Dataset entries:
PR #2472, opened 2021-12-14
[feaLib] Fail with error code when build fails

### LINKED ISSUE #2459: [feaLib] "fonttools feaLib" should error out, not continue
If there's a parse/build error when using the feaLib command line tool, we currently do this:

https://github.com/fonttools/fonttools/blob/445108f735b22a5ca37f669808d47906d024fe24/Lib/fontTools/feaLib/__main__.py#L69-L73

i.e. we save the font anyway and exit with status code 0.

My Makefiles and I think this is a terrible idea, and I would like to change it. Any objections / thoughts?

simoncozens:
Fixes #2459 and my sanity.

### DIFF
--- a/Lib/fontTools/feaLib/__main__.py
+++ b/Lib/fontTools/feaLib/__main__.py
@@ -70,6 +70,7 @@ def main(args=None):
         if options.traceback:
             raise
         log.error(e)
+        sys.exit(1)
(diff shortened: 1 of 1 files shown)


anthrotype (approved):
LGTM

*EXERCISE DESCRIPTION:* Copy out the lines starting at the one containing "--- a/Lib/fontTools/feaLib/__main__.py" and ending with the last line of the entries. Include nothing else.

*EXERCISE RESULT:*
--- a/Lib/fontTools/feaLib/__main__.py
+++ b/Lib/fontTools/feaLib/__main__.py
@@ -70,6 +70,7 @@ def main(args=None):
         if options.traceback:
             raise
         log.error(e)
+        sys.exit(1)
(diff shortened: 1 of 1 files shown)


anthrotype (approved):
LGTM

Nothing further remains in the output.